The vaccine is being tested in Pune-headquartered Serum Institute of India (SII) and was put on hold, following UK's decision to do so.

According to Indian Express, SII told Dr VG Somani that the Data Safety and Monitoring Board (DSMB) that it was looking into follow up data from the first set of volunteers vaccinated in India “noted no safety concerns”.

At least 100 candidates have received the vaccine in India.


Does this usually happen with vaccines that are on trial?

In a normal scenario, the halt of an ongoing trial would have been a routine event.

"In all large randomised efficacy trials of an investigational drug or vaccine, the drugs are given to a large heterogeneous population. Some of these people also have underlying health conditions and they may react adversely. This is exactly why we need large trials before approval," says Dr Shahid Jameel, virologist, and director, Trivedi School of Biosciences at Ashoka University.

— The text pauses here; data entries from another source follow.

PR #3411, opened 2023-03-08
Update OpenTitan Makefile and build examples 

jwnrt:
## Pull Request Overview

This pull updates parts of OpenTitan's Makefile and README that I ran into when trying to build and run Tock:

## Disable default board configuration

Disabled the default `fpga_cw310` Cargo feature when a `BOARD_CONFIGURATION` is specified.

Previously, both `fpga_cw310` and `sim_verilator` would be set, leading to conflicting `const CONFIG` definitions in `chips/earlgrey`.

### Objcopy binary

The Makefile is using `riscv64-linux-gnu-objcopy` as documented in https://github.com/tock/tock/pull/2104. The reasoning was that `llvm-objcopy` wasn't providing correct output.

From https://github.com/tock/tock/pull/2104 it looks like `riscv64-linux-gnu` was chosen because users were likely to have it installed. `riscv32-unknown-elf-objcopy` is provided by the lowRISC toolchain used for building OpenTitan software, so I thought developers would be more likely to have this already installed.

Happy not to include this change, though. I also haven't checked whether the `llvm-objcopy` bug is now resolved and that could be used instead.

### README examples

The QEMU examples in the README were outdated, possibly since `libtock-rs` has updated. Updated these examples, and tidied up some Markdown along the way.

## Testing Strategy

This pull request was tested by running the updated README examples and make rules.

## TODO or Help Wanted

Any thoughts on using `riscv32-unknown-elf-objcopy` by default over `riscv64-linux-gnu`?

## Documentation Updated

- [x] Updated example commands in OpenTitan's README

## Formatting

- [x] Ran `make prepush`.

### DIFF
--- a/boards/opentitan/README.md
+++ b/boards/opentitan/README.md
@@ -287,11 +287,10 @@ The TBF must be compiled for the OpenTitan board. For example, you can build
 the Hello World example app from the libtock-rs repository by running:
 
 ```shell
-cd [LIBTOCK-RS-DIR]
-make flash-opentitan
-tar xf target/riscv32imac-unknown-none-elf/tab/opentitan/hello_world.tab
-cd [TOCK_ROOT]/boards/opentitan
-make APP=[LIBTOCK-RS-DIR]/rv32imac.tbf qemu-app
+cd "$libtock_rs_dir"
+make opentitan EXAMPLE=console
+cd "${tock_dir}/boards/opentitan/earlgrey-cw310"
+make APP=$"{libtock_rs_dir}/target/tbf/opentitan/console.tbf" qemu-app
 ```
 
 QEMU GDB Debugging [**earlgrey-cw310**]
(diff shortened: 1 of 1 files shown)


bradjc (dismissed):

hudson-ayers:
> The Makefile is using riscv64-linux-gnu-objcopy as documented in https://github.com/tock/tock/pull/2104. The reasoning was that llvm-objcopy wasn't providing correct output.
> 
> From https://github.com/tock/tock/pull/2104 it looks like riscv64-linux-gnu was chosen because users were likely to have it installed. riscv32-unknown-elf-objcopy is provided by the lowRISC toolchain used for building OpenTitan software, so I thought developers would be more likely to have this already installed.

`libtock-c` provides instructions for users to download a riscv toolchain, and those instructions install the riscv64-* tools (https://github.com/tock/libtock-c#prerequisites), so I think that many tock developers are more likely to have those installed. Because just building the binary requires objdump, plenty of tock developers who are just testing that their changes build (e.g. `make boards` or `make ci-all`) will hit this even if they never have actually looked into building opentitan at all. I would probably prefer keeping the default how it is for now unless we also update the toolchain instructions so there is a clearer path for users to get the default toolchain installed

jwnrt:
> I would probably prefer keeping the default how it is for now unless we also update the toolchain instructions so there is a clearer path for users to get the default toolchain installed

Thanks you, this makes sense

I haven't looked at `libtock-c`, so it would be nice to get toolchain instructions into `libtock-rs` too. For now, I've just dropped that commit.

hudson-ayers (approved):

twilfredo (approved):

alistair23 (dismissed):

alistair23 (approved):

hudson-ayers (approved):
bors r+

He adds this is also not uncommon in such trials, saying, "The good thing is that there is a system in place to recognise these adverse events and address them. This is good and will build confidence in the trials."

Dr Giridhar Babu, a Bengaluru-based epidemiologist also agrees with Dr Jameel.

“This is actually a relief, because it means due process is being followed and we are not rushing through the trials.”
Dr Giridhar Babu, Epidimeologist told FIT

When are we likely to get a COVID-19 vaccine?

The World Health Organisation also made a very clear statement saying no large scale vaccination is likely until before mid-2021. "This phase 3 trials must take longer because we need to see how truly protective the vaccine is and we also need to see how safe it is," said Margaret Harris, a WHO spokesperson.